→ **Exercise directions**
Which lines in the data below contain the word "instead"? Pull each of them out.

Dataset entries:
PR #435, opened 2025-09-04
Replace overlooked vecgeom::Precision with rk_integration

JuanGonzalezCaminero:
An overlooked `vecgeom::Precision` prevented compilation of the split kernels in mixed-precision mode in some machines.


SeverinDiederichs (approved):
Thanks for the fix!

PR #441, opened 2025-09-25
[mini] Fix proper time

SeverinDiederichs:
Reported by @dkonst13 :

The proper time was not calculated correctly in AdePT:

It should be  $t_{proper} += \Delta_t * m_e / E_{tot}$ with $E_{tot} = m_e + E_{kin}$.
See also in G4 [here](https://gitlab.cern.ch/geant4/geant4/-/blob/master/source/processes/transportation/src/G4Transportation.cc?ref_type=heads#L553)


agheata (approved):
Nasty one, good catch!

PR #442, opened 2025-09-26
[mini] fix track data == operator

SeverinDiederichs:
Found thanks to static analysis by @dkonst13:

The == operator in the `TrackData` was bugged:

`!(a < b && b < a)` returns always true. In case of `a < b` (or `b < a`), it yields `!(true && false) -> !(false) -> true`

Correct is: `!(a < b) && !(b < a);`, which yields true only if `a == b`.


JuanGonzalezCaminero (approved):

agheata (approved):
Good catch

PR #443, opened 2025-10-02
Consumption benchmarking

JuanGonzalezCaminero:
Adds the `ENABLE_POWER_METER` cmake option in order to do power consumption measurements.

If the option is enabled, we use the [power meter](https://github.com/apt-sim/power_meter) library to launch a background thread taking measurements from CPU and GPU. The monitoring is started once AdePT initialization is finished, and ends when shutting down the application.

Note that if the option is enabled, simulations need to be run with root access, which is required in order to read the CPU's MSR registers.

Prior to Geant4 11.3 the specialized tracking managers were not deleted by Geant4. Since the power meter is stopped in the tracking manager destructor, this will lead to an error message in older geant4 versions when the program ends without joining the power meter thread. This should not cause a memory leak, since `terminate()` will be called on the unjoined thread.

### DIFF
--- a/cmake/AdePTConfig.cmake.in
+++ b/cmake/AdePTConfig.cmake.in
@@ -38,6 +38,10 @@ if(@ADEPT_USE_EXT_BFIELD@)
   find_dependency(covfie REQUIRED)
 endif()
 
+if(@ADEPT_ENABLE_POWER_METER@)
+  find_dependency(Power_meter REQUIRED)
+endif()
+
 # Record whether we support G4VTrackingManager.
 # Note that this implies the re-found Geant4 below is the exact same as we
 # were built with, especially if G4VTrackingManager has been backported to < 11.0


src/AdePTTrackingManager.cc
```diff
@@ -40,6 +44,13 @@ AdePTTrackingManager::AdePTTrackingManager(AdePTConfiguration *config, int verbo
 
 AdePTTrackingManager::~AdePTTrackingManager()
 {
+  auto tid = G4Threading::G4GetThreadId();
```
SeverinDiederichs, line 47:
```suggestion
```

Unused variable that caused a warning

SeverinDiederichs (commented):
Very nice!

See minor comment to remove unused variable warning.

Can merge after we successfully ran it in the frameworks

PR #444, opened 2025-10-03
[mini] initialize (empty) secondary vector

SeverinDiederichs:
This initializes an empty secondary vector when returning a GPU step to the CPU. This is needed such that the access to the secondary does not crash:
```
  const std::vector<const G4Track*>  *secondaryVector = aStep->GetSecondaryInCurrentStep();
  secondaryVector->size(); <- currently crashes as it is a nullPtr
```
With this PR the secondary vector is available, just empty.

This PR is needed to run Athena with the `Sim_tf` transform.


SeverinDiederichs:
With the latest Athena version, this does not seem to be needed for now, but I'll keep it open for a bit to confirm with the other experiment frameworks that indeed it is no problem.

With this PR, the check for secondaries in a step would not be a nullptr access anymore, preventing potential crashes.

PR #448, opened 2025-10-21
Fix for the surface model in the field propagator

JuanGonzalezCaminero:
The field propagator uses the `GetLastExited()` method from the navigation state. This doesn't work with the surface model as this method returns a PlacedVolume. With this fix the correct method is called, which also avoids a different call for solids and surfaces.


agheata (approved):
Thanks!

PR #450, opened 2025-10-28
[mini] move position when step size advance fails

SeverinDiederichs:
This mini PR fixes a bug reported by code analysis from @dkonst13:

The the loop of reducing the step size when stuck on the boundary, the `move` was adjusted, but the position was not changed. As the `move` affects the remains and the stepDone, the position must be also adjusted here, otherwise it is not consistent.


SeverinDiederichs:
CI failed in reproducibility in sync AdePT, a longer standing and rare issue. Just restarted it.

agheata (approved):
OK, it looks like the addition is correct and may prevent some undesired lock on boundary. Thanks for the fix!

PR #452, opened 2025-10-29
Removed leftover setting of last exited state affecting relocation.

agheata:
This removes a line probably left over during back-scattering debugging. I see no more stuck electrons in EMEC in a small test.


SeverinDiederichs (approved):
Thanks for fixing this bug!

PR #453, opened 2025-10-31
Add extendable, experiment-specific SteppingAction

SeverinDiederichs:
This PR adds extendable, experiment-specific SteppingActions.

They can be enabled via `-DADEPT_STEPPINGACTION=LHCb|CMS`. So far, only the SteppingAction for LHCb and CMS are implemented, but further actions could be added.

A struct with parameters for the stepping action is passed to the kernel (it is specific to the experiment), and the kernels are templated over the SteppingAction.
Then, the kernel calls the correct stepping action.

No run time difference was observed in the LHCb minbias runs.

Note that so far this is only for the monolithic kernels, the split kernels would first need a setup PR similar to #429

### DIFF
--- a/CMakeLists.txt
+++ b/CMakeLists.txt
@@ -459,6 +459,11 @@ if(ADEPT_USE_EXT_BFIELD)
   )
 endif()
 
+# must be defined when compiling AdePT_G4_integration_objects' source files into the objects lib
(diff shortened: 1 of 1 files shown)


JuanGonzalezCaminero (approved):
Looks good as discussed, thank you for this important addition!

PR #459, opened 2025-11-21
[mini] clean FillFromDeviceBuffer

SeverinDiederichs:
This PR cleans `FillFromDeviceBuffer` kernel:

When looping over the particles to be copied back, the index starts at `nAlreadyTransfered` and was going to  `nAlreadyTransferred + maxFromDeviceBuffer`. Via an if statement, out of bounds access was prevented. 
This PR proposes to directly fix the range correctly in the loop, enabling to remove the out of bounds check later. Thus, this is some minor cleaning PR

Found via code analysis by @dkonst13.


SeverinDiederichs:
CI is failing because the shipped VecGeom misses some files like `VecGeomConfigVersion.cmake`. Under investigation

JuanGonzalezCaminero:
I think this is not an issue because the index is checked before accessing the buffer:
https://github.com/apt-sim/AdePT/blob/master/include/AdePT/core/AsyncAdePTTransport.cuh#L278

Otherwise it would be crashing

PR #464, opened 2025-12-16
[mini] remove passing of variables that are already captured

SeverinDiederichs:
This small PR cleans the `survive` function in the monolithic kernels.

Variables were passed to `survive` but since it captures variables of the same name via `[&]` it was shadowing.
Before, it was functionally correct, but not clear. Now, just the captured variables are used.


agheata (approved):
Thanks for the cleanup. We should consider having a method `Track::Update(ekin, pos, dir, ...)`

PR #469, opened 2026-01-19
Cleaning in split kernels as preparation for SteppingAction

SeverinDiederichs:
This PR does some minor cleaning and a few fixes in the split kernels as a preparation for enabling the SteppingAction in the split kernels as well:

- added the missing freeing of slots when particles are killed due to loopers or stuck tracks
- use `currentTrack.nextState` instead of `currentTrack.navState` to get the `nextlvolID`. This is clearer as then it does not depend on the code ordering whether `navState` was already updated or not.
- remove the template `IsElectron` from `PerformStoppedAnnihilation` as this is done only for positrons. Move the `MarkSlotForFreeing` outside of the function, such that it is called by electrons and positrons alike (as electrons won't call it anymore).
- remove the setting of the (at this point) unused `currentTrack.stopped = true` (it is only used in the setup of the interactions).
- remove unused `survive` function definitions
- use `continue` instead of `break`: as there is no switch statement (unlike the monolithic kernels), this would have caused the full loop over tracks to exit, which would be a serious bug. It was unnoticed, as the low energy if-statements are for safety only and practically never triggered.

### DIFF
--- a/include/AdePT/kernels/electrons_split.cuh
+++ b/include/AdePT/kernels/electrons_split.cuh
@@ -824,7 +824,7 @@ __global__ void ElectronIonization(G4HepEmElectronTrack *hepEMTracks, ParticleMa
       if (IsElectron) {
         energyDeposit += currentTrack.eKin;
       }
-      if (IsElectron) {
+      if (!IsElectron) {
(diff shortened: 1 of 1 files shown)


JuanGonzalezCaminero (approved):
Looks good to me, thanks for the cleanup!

→ **Exercise solution**
- use `currentTrack.nextState` instead of `currentTrack.navState` to get the `nextlvolID`. This is clearer as then it does not depend on the code ordering whether `navState` was already updated or not.
- use `continue` instead of `break`: as there is no switch statement (unlike the monolithic kernels), this would have caused the full loop over tracks to exit, which would be a serious bug. It was unnoticed, as the low energy if-statements are for safety only and practically never triggered.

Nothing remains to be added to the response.